In the first few weeks of "SPRING" we've had it all in Portland: rain, hail, sleet, even snow...crazy weather! And some cold cold days back in the 30s. Dang. Our freezing night temps and hard frosts are then sometimes followed by sunny days. My bird bath continues to freeze solid and plants that survived the winter are now flopping over seemingly dead from the hard frosts, dry days and cold winds.
This is really what spring is all about in Portland. Massive fluctuations in weather. As gardeners we get really excited and the unpredictable weather can severely undermine our gardening efforts if we make incorrect planting choices. After a winter of gardening dreaming and planting we get so excited when it's finally a sunny day or when the rain at last stops. Our enthusiasm can lead us into unwise choices regarding purchasing and planting. This is not the month for tomatoes, basil, sunflowers, or those beautiful hanging baskets with tender annuals like fuchsia and geraniums.

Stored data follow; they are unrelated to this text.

PR #12777, opened 2023-02-14
Update `tests/column_utilities` to use `experimental::equality` row comparator

divyegala:
This PR is a part of #11844 

## Checklist


cpp/tests/utilities/column_utilities.cu
```diff
@@ -371,31 +371,34 @@ struct column_property_comparator {
   }
 };
 
+template <typename DeviceComparator>
 class corresponding_rows_unequal {
  public:
-  corresponding_rows_unequal(table_device_view d_lhs,
-                             table_device_view d_rhs,
+  corresponding_rows_unequal(table_device_view /*d_lhs*/,
+                             table_device_view /*d_rhs*/,
```
ttnghia, line 378: The parameter `d_lhs` and `d_rhs` are used only here: https://github.com/rapidsai/cudf/pull/12777/files#diff-4292feecdf2f0106ee3b94779dd191033fd27c494bdffb944685c94fade6fc74R425.
This check can also be moved to the caller site. So we can remove these two parameters entirely.

cpp/tests/utilities/column_utilities.cu
```diff
@@ -410,7 +413,8 @@ class corresponding_rows_not_equivalent {
                                     table_device_view d_rhs,
                                     column_device_view lhs_row_indices_,
                                     column_device_view rhs_row_indices_,
-                                    size_type fp_ulps_)
+                                    size_type fp_ulps_,
+                                    DeviceComparator /*comp*/)
```
ttnghia, line 417: A comparator is still used here: https://github.com/rapidsai/cudf/pull/12777/files#diff-4292feecdf2f0106ee3b94779dd191033fd27c494bdffb944685c94fade6fc74R466. That `comp` also needs to be replaced by this `comp`.

cpp/tests/utilities/column_utilities.cu
```diff
@@ -536,28 +540,47 @@ struct column_comparator_impl {
...
+          *d_lhs, *d_rhs, *d_lhs_row_indices, *d_rhs_row_indices, fp_ulps, device_comparator));
+
+      differences.resize(thrust::distance(differences.begin(), diff_iter),
+                         cudf::get_default_stream());  // shrink back down
+    };
+
+    auto const comparator = cudf::experimental::row::equality::two_table_comparator{
+      lhs_tview, rhs_tview, cudf::get_default_stream()};
+    auto const has_nulls = cudf::has_nested_nulls(lhs_tview) or cudf::has_nested_nulls(rhs_tview);
+    if (cudf::detail::has_nested_columns(lhs_tview)) {
```
ttnghia, line 577: This struct is specialized to work with non-nested types. So this should not be any `if/else`.

cpp/tests/utilities/column_utilities.cu
divyegala: You are right, in fact the check is not even needed because the caller site only works with 1 column anyway

cpp/tests/utilities/column_utilities.cu
divyegala: You are right, in fact the check is not even needed because the caller site only works with 1 column anyway

cpp/tests/utilities/column_utilities.cu
```diff
@@ -459,23 +458,15 @@ class corresponding_rows_not_equivalent {
...
-      auto rhs_col = this->d_rhs.column(0);
-      return type_dispatcher(lhs_col.type(),
-                             typed_element_not_equivalent{},
-                             lhs_col,
-                             rhs_col,
-                             lhs_index,
-                             rhs_index,
-                             fp_ulps);
+      return type_dispatcher(
+        lhs.type(), typed_element_not_equivalent{}, lhs, rhs, lhs_index, rhs_index, fp_ulps);
```
ttnghia, line 469: This is no longer needed. `typed_element_not_equivalent` was needed to compare `NaN`. Now `comp` can do that.

ttnghia: I meant we also can remove `typed_element_not_equivalent` completely.

ttnghia: Humnn, probably we still need it to compare floating point numbers that are "very close".

cpp/tests/utilities/column_utilities.cu
```diff
@@ -536,28 +527,49 @@ struct column_comparator_impl {
...
+        lhs_tview, rhs_tview, cudf::get_default_stream()};
+      auto const has_nulls = cudf::has_nested_nulls(lhs_tview) or cudf::has_nested_nulls(rhs_tview);
+
+      auto const device_comparator = comparator.equal_to<false>(cudf::nullate::DYNAMIC{has_nulls});
+      comparator_helper(device_comparator);
+    } else {
+      // equivalence can be checked between column of different types,
+      // but the new comparator does not support that
+      comparator_helper(int{0});
+    }
```
ttnghia, line 572: > equivalence can be checked between column of different types

We don't check different types. `check_exact_equality` is used for checking column "equal" or "equivalent".

ttnghia:
```suggestion
      auto lhs_tview = table_view{{lhs}};
      auto rhs_tview = table_view{{rhs}};

      auto const comparator = cudf::experimental::row::equality::two_table_comparator{
        lhs_tview, rhs_tview, cudf::get_default_stream()};
      auto const has_nulls = cudf::has_nested_nulls(lhs_tview) or cudf::has_nested_nulls(rhs_tview);

      auto const device_comparator = comparator.equal_to<false>(cudf::nullate::DYNAMIC{has_nulls});
      comparator_helper(device_comparator);
```

ttnghia: We don't need to have such `comparator_helper`.

divyegala: Please look at the failures in CI https://github.com/rapidsai/cudf/actions/runs/4440315944/jobs/7794655639 in commit [d094524](https://github.com/rapidsai/cudf/pull/12777/commits/d094524d91abda6ee3eac65abd093a4d86f5fca7). `GetStructValueTest` fails because the comparator complains "cannot compare columns with different types"

ttnghia: That test is probably incorrect:
```
cudf::test::dictionary_column_wrapper<TypeParam, uint32_t> f3{42, 42, 24};

cudf::test::dictionary_column_wrapper<int32_t, TypeParam> ef3{24};
```

When `TypeParam==short`, we have `f3` and `ef3` are of different types. Let's try to fix it. The previous row comparator doesn't check input types so it didn't throw.

divyegala: Isn't that the point of these tests? It's called `TYPED_TEST(StructGetValueTestTyped, mixed_types_valid)
` so I think it is checking mixed types

ttnghia: Mixed types mean mixing these:
```
  cudf::test::fixed_width_column_wrapper<TypeParam> f1{1, 2, 3};
  cudf::test::strings_column_wrapper f2{"aa", "bbb", "c"};
  cudf::test::dictionary_column_wrapper<TypeParam, uint32_t> f3{42, 42, 24};
  LCW f4{LCW{8, 8, 8}, LCW{9, 9}, LCW{10}};
```

cpp/tests/utilities/column_utilities.cu
```diff
@@ -536,28 +531,43 @@ struct column_comparator_impl {
...
+      auto diff_iter = thrust::copy_if(
+        rmm::exec_policy(cudf::get_default_stream()),
+        input_iter,
+        input_iter + lhs_row_indices.size(),
+        differences.begin(),
+        ComparatorType(
+          *d_lhs_row_indices, *d_rhs_row_indices, fp_ulps, device_comparator, *d_lhs, *d_rhs));
+
+      differences.resize(thrust::distance(differences.begin(), diff_iter),
+                         cudf::get_default_stream());  // shrink back down
```
davidwendt, line 559: To improve build time, this `thrust::copy_if` could be a candidate for replacing with `thrust::transform` and `thrust::remove`
The existing `differences` can be used to hold the transform result.

```
thrust::transform( rmm::exec_policy(cudf::get_default_stream()),
                   input_iter,
                   input_iter + lhs_row_indices.size(),
                   differences.begin(),
                   ComparatorType(*d_lhs_row_indices, *d_rhs_row_indices, fp_ulps, device_comparator, *d_lhs, *d_rhs));

auto diff_iter = thrust::remove( 
             rmm::exec_policy(cudf::get_default_stream()),
             differences.begin(), differences.end(), 0); // remove the zero entries
```

divyegala:
@ttnghia all the mixed type test failures are now solved, these are the only failing tests. Any advice would be appreciated:
```
[ RUN      ] FixedPointTestAllReps/0.SimpleFixedPointColumnWrapper
unknown file: Failure
C++ exception with description "CUDF failure at: /opt/conda/conda-bld/work/cpp/src/table/row_operators.cu:337: Cannot compare tables with different column types" thrown in the test body.

[ RUN      ] StringsConvertTest.ToFixedPointLargeScale
unknown file: Failure
C++ exception with description "CUDF failure at: /opt/conda/conda-bld/work/cpp/src/table/row_operators.cu:337: Cannot compare tables with different column types" thrown in the test body.

[ RUN      ] JsonPathTests.GetJsonObjectEmptyQuery
unknown file: Failure
C++ exception with description "CUDF failure at: /opt/conda/conda-bld/work/cpp/src/strings/strings_column_view.cpp:31: strings column has no children" thrown in the test body.

[ RUN      ] StringsSplitTest.AllNullsCase
unknown file: Failure
C++ exception with description "CUDF failure at: /opt/conda/conda-bld/work/cpp/src/strings/strings_column_view.cpp:31: strings column has no children" thrown in the test body.
```

divyegala:
@davidwendt according to your baseline report, `column_utilities.cu` takes around ~14 minutes to build. In this PR, it takes around ~10 minutes https://downloads.rapids.ai/ci/cudf/pull-request/12777/121e45b/cpp_cuda11_x86_64.BuildMetricsReport.html

ttnghia:
The first two failed tests compare decimals with different scales. I'm not sure if we should continue to support it or not (for the new comparator). Please initialize a discussion on Slack to get more feedback for it.

The last two failed tests are due to comparing strings in a strings column having all-nulls (which doesn't have a child column). I believe this is a bug. So you need to file a bug issue for it, then either fix that bug before this PR can proceed, or xfail these two tests.

cpp/tests/utilities/column_utilities.cu
```diff
@@ -536,28 +531,43 @@ struct column_comparator_impl {
...
+
+    auto lhs_tview = table_view{{lhs}};
+    auto rhs_tview = table_view{{rhs}};
+
+    auto const comparator = cudf::experimental::row::equality::two_table_comparator{
+      lhs_tview, rhs_tview, cudf::get_default_stream()};
+    auto const has_nulls = cudf::has_nested_nulls(lhs_tview) or cudf::has_nested_nulls(rhs_tview);
+
+    auto const device_comparator = comparator.equal_to<false>(cudf::nullate::DYNAMIC{has_nulls});
+    comparator_helper(device_comparator);
```
ttnghia, line 570: Since this lambda is called just once, we don't have to have such lambda. Just use the code inside directly.

davidwendt:
> @davidwendt according to your baseline report, `column_utilities.cu` takes around ~14 minutes to build. In this PR, it takes around ~10 minutes https://downloads.rapids.ai/ci/cudf/pull-request/12777/121e45b/cpp_cuda11_x86_64.BuildMetricsReport.html

Thanks. I'd still like to consider this change: https://github.com/rapidsai/cudf/pull/12777#discussion_r1142681494

davidwendt:
For the fixed-point error, it appears that the intention was to be able to compare fixed-point values in different scales. The `FixedPointTestAllReps/SimpleFixedPointColumnWrapper` gtests specifically tests this.
I propose to relax the check here: https://github.com/rapidsai/cudf/blob/84ac1d5a87859bd96bd767b5a65b017e260024a1/cpp/src/utilities/type_checks.cpp#L66-L70
To only check the type id by changing the if-statement there to:
```
if (lhs.type().id() != rhs.type().id()) { return false; }
```

cpp/tests/utilities_tests/type_check_tests.cpp
```diff
@@ -147,6 +147,7 @@ TEST_F(ColumnTypeCheckTest, DifferentFixedWidth)
   fixed_point_column_wrapper<int32_t> rhs5({10000}, numeric::scale_type{0});
 
   EXPECT_FALSE(column_types_equal(lhs5, rhs5));
+  EXPECT_TRUE(column_types_equivalent(lhs5, rhs5));
```
davidwendt, line 150: Nice.

davidwendt (approved):

ttnghia (approved):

Hold off on those summer favorites and instead focus on your small fruit and perennial plantings. There are also several cool-hardy spring veggies that you can get planted from seed now like snow/snap/shelling peas, radishes, arugula, spinach, chard. It's also time to plant from seed Slow Bolt Cilantro. Check out "The Maritime Northwest Gardening Guide" by the Seattle Tilth for very practical advice on the timing of planting specific to our climate.
When we get a sunny day focus on spring clean-up in the yard and prepare your garden beds by amending with a good compost. Remember not to work your soil if it's still soaking wet from the rain. Wait until it has dried out. This month I've tried three different compost products and here are my reviews...
EB Stone Planting Compost: I amended my raised beds with it, particularly around my strawberries and I was not too impressed. I felt like it had way too many woody pieces in it. I would use it again for planting trees or shrubs, but not in beds for vegetables, strawberries, herbs, and annuals.
Black Forest Organic Compost: I amended my flower and herb bed with this product and I really liked it. It has a great consistency and it's color is dark and rich looking. It did not have the woody pieces of the EB Stone brand. I will definitely use this compost again for perennials, annuals, herbs, veggies, amending the ground and in raised beds. It's worth the money.
Bumper Crop: This product is made by Nurseryman's the same company that makes Black Forest products. It's a great amendment formula including mushroom compost, earthworm castings, lime, composted manures, and healthy bacteria. I'm using it to top dress in a raised bed that currently has overwintering onions and new spinach and chard seedlings. I am preparing the bed for my tomatoes plants that will go here in late May. I would absolutely recommend this product and will be using it again.